We also send an annual survey seeking updated information from all alumni, not just recent graduates, in hopes of learning how they are progressing on their chosen pathways and what supports they need. This element of data collection has been challenging, as we have not received much information from older alumni. We are investigating alternative means for long-term follow-up, including social networking technology and reunion events.

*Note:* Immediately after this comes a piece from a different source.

PR #819, opened 2022-03-16
change ocrd-anybaseocr-layout-analysis model

kba:
OCR-D/ocrd_anybaseocr#89

Since #800 still needs tests, for now in the central resource list.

What Long-Term Tracking Showed Us

Findings from the first two years of collecting longitudinal data on students have provided evidence that key elements of the Big Picture model are working well. Graduates identify relationships with their advisors at Big Picture schools and learning through experiential internships as central to their success. Students and advisors both assert that the Big Picture model helped them develop motivation, resourcefulness, independence, and communication skills. Some findings mirror national trends in urban education. For instance, students and advisors consistently point to weak mastery of mathematics and problems with quantitative reasoning as an obstacle to achieving post-graduation goals. This finding was no surprise, but it added strength to our impetus to improve this area of instruction. We are now developing a quantitative reasoning program for all our schools.
During the initial year of our longitudinal research, we were surprised to discover that things change for many students in the summer after graduation. College plans were complicated by financial aid concerns. We found that, generally, at least one-third of Big Picture students seriously reconsider their college plans or change their intended college during the summer after graduation. At least one in five decide not to begin college at all. In 2007, for example, close to 100 percent of our seniors were accepted into college, nearly 90 percent stated in spring that they intended to start college the next fall, but only 70 percent were actually enrolled in college come September. We realized that college acceptance may not be enough to guarantee college access, particularly for students who may be the first in their families to pursue higher education.
We responded to this discovery by having transition counselors keep better track of graduates in the summer after graduation. One school, for example, employed counselors beyond their usual 10-month contract to do summer follow-up. This summer, we will be conducting an intervention study with our transition counselor outreach.

Worth the Cost

We believe such longitudinal data gathering should be part of every high school accountability system. Instituting such systems will require enlightened policies, additional resources, and training and support for principals and school faculties. But the current high cost per graduate of such systems could be reduced through scaling up—and we are convinced that the benefits to students will outweigh the costs.
Tracking Big Picture students has shown us that for many students, particularly low-income youth who in the past might not even have considered college, the traditional four years of high school followed by four years of college is not a realistic option. Even when academic readiness is not an issue, the social and economic barriers are formidable. The trajectory Mary followed in the opening anecdote—tacking between learning and work as she pursued career goals—is likely to become even more common. Schools must follow all their "Marys" to help them achieve success in life as well as in school.
References

Sedlacek, W. E. (2004). Beyond the big test: Non-cognitive assessment in higher education. San Francisco: Jossey-Bass.

Tinto, V. (1993). Leaving college: Rethinking the causes and cures of student attrition. Chicago: University of Chicago Press.

End Notes

1 The James Irvine, Lumina, and Bill and Melinda Gates foundations provided support for developing this database.